The evolution of computers with respect to memory storage expansion and processing capabilities has enabled massive amounts of data to be accumulated and analyzed by complex and intelligent algorithms. For instance, given an accumulation of data, algorithms can analyze such data and locate patterns therein. These patterns can then be extrapolated from the data, persisted as content of a data mining model or models, and applied within a desired context. With the evolution of computers from simple number-crunching machines to sophisticated devices, services can be provided that range from video/music presentation and customization to data trending and analysis.
Accordingly, tasks that at one time required skilled mathematicians to perform complex operations by hand can now be automated through utilization of computers. In a simplistic example, many individuals, rather then utilizing a skilled accountant to compute their tax liability, quickly enter a series of numbers into a computer application and are provided customized tax forms from such application. Furthermore, in a web-related application, tax forms can automatically be delivered to a government processing service. Thus, by way of utilizing designed algorithms, data can be manipulated to produce a desired result.

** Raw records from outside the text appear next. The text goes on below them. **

PR #921, opened 2024-10-01
Html lang attr

Huulivoide:
Add react-helmet-async to handler lang attr in <html>
Also handles <title> and <link rel="icon">

This change is [Reviewable](https://reviewable.io/reviews/HSLdevcom/jore4-ui/921)


niknii-vincit:
What is the benefit of adding a dependency for this?

I've thought that the `lang` attribute and `title` are pretty simple things to update without extra dependencies 🤔

Huulivoide:
For the lang attr: not needed as such. But it does also allow us to replace next/head with the helmet in managing <title>, thus allowig us to drop next off as a useless complex piece of :apple: in the future. As we don't use it for anything else, as I said earlier when I joined the projects, it would make sense to dich Next in favour of a standard simple Vite config.

niknii-vincit (approved):
:lgtm:

> *[Reviewable](https://reviewable.io/reviews/HSLdevcom/jore4-ui/921#-:-O8B5c2pDqHnJWgLzOo0:bnfp4nl)* status: 0 of 4 files reviewed, all discussions resolved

As a number of relationships and complexity in data increases, however, analysis and presentation of data in a desired manner can become extremely difficult. For instance, calendars of one form or another have been utilized since commencement of human existence. In a particular example, orbital patterns of the moon can be monitored to approximately determine a beginning and end of a month. Today, calendars are utilized to track personal events, analyze sales over time (e.g., comparing sales with respect to a portion of one year with sales associated with a similar portion of a disparate year), monitor manufacturing output, and the like. Continuous accumulation of data has rendered calendars more vital for sales and manufacturing analysis than ever before. Businesses can alter sales strategies based upon calendar analysis, industries can monitor output and make alterations to machinery and/or personnel as a function of calendar analysis, etc. Often, depending on a business context, it is desirable to customize a calendar to present or analyze data in a specific manner. For example, different businesses utilize disparate dates to indicate commencement of a fiscal year. In particular, a first business can associate a beginning of a fiscal year with January 1, while a second business can associate a beginning of a fiscal year with July 1. In another example, different countries can utilize disparate dates to indicate commencement of a new year. Accordingly, it is often desirable to customize calendars in accordance with disparate user needs.
Conventionally, however, customizing a calendar has been an extremely time-consuming and tedious task. In particular, undertaking such customization in a multi-dimensional environment is a task that often requires one skilled in the art to manipulate and define various fields within a spreadsheet application. For example, to generate a customized calendar structure in a multi-dimensional environment, currently an individual opens a spreadsheet application and populates such application with a substantial amount of information. For instance, the individual must manually enter data into a spreadsheet, define columns in the spreadsheet application with several columns relating to calendar groupings, define properties associated with calendars, define time instances, and the like. If ten years worth of data is desirably inserted into the spreadsheet, then approximately 3652 rows of the spreadsheet must manually be entered into such spreadsheet, and data therein must be associated with definitions that enable generation of the calendar structure in a multi-dimensional environment. Once all relevant data has been entered and properties/associations have been defined, the spreadsheet is converted into a database table (such as a SQL table). Thereafter, one or more cube structures can be generated from the SQL table, where the resultant structures enable output of the calendar with properties specified in the spreadsheet application. From the above description, it can easily be discerned that substantial cost is associated with customizing a calendar in a multi-dimensional environment, as substantial skill and time is necessary for the above-described generation of a desirable calendar.
Accordingly, there exists a need in the art for a system and/or methodology that can be utilized to automatically customize a calendar in a multi-dimensional environment.